Open yyou1996 opened 3 years ago
Note that the published checkpoints were pretrained on imagenet21k. Pretraining accuracy on the validation set at the endof the pretraining was:
name | val_prec_1 |
---|---|
ViT-B_16 | 47.88% |
ViT-B_32 | 44.04% |
ViT-L_16 | 49.90% |
ViT-L_32 | 45.42% |
ViT-H_14 | 49.06% |
@andsteing hello, do you have, by any chance, the acc of pretraining on imagenet1k? I mean pretraining from absolute scratch, not finetuning. I reached 48.4% using ViT-B_16 on the imanget1k validation set, would like to have reference if you have it.
Sure, results after 300 ep (edit: L/32 and L/16 were trained for 90 ep) training on i1k from scratch are below:
name | val_prec_1 |
---|---|
ViT-B/32 i1k | 69.19% |
ViT-B/16 i1k | 74.79% |
ViT-L/32 i1k | 66.90% |
ViT-L/16 i1k | 72.59% |
thanks. I trained much less ep. will try again.
For training ViT from scratch you'll find that data augmentation and model regularization really help with medium-sized datasets (such as ImageNet, and ImageNet-21k), but with even longer training schedules (1000 ep for ImageNet, and 300 ep for ImageNet-21k):
thanks for info.
@andsteing What is the loss function you use when doing pretraining? Is it the same as what you do in finetuning? I have seen people use semantic loss, is it necessary to reach sota?
We used sigmoid crossentropy during pre-training (and we're using softmax crossentropy for fine-tuning).
Hi @andsteing,
afaik, normally we use sigmoid ce loss in multi-label task, since we assume that the labels are independent, and we use softmax ce loss in single label task, since we are looking for the max
class. And these two are actually the same in binary classification.

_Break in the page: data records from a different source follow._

PR #5976, opened 2024-05-09
change submodules to use `im::HashMap` instead of `im::OrdMap`

JoshuaBatty:
## Description

The [`im` docs](https://docs.rs/im/latest/im/) state that the performance of `HashMap` is similar to that found in `std` but the `ImOrd` is between 2-3x slower than `BTreeMap`. Changing submodules from using `im::OrdMap` to using `im::HashMap` is giving us a nice performance win. 

I tried compiling the libraries project from fluid protocol as a test, it has 19 seperate libraries. This change gives us a 21.25% speed increase. 

Before: Elapsed time: `27.968193458s`
After:  Elapsed time: `22.02603425s`

Running the compile benchmark in LSP is showing a 29% improvement. 

Before: Elapsed time: `3.8328s`
After: Elapsed time: `2.7086s`

### DIFF
--- a/sway-core/src/semantic_analysis/namespace/module.rs
+++ b/sway-core/src/semantic_analysis/namespace/module.rs
@@ -27,7 +27,7 @@ pub struct Module {
     /// some library dependency that we include as a submodule.
     ///
     /// Note that we *require* this map to be ordered to produce deterministic codegen results.
-    pub(crate) submodules: im::OrdMap<ModuleName, Module>,
+    pub(crate) submodules: im::HashMap<ModuleName, Module>,
     /// Keeps all lexical scopes associated with this module.
     pub lexical_scopes: Vec<LexicalScope>,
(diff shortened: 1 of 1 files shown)


sway-core/src/semantic_analysis/namespace/module.rs
```diff
@@ -27,7 +27,7 @@ pub struct Module {
     /// some library dependency that we include as a submodule.
     ///
     /// Note that we *require* this map to be ordered to produce deterministic codegen results.
```
IGI-111, line 29: I'm just going to point to this comment here so that we don't merge this by mistake.

We may be able to relax this requirement if the codegen evaluation order no longer relies on the container ordering, but if this cannot be ensured, we should very much not do this.

IGI-111 (changes requested):

IGI-111 (approved):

pretraining is not a multi-label task, why do you use sigmoid ce loss?
I found out that if I use ce loss, the loss curve decreases fast. but if I use sigmoid ce loss, the loss curve barely decreases. Is it normal?
We experimented with both softmax ce and sigmoid ce, and found that sigmoid ce works better even with single label i1k - see also Are we done with imagenet? paper similar results.
As for training loss evolution, we observed the following evolution:
Thanks for replying
@andsteing are these accuracies you mentioned obtained with 224*224 resolution?
@andsteing Can you please confirm that these pretraining acc are obtained with 224*224 resolution?
(just came back from holiday)
Yes, the i1k pre-training accuracies from above are indeed for 224*224 resolution. We only changed resolution for fine-tuning runs.
@andsteing Thanks for your help. I finally reached 75.5% validation accuracy in pretraining in1k using b/16, even without some tricks that are mentioned in your papers, like stochastic depths (i do not use it), linear scheduler (i used cosine), ADAM (I used SGD), grad norm (I do not use it). I just wonder if there is an official statement of the accuracy you mentioned above. How should I cite your work in a decent way?
@andsteing in paper "how to train your vit", figure 4, left plot. vit on imagenet1k 300 epochs reached 83%. your above comment does not match these numbers. I might have missed something, can you please clarify?
Sure, results after 300 ep (edit: L/32 and L/16 were trained for 90 ep) training on i1k from scratch are below:
name val_prec_1 ViT-B/32 i1k 69.19% ViT-B/16 i1k 74.79% ViT-L/32 i1k 66.90% ViT-L/16 i1k 72.59%
this is the result that I am refering to. Looking forward to your reply.
Hi @cissoidx
This thread started on January 30th 2021 and is about the i1k from-scratch training in the original ViT paper. The paper how to train your ViT applies additional AugReg to increase those numbers, but it was published only in June 2021, so I thought it would not apply to the original question (and I thought starting to mix numbers from two different papers could make the thread more confusing).
You have all the data about the pre-training and fine-tuning of the how to train your ViT in the Colab https://colab.research.google.com/github/google-research/vision_transformer/blob/master/vit_jax_augreg.ipynb
Best, Andreas
Hi @cissoidx I'm training ViT-b16 from scratch on imagenet1k now. I just get 47.6% on val accruacy and you also got 48.4% (https://github.com/google-research/vision_transformer/issues/62#issuecomment-888779431) Can you tell me how you improved the accuracy? All my parameters are same as vit paper.
@justHungryMan I guess it is not possible to reach paper sota with the default hyperparams. Since they do not release the code, you have to tune the hyperparams. some suggestions: use imagenet aug (proposed by the randaug package), weight decay = 0.004.
See also discussion on #153
Thanks for your excellent work. Would you mind me asking what is the pretraining acc on imagenet2012 that then used for finetuning?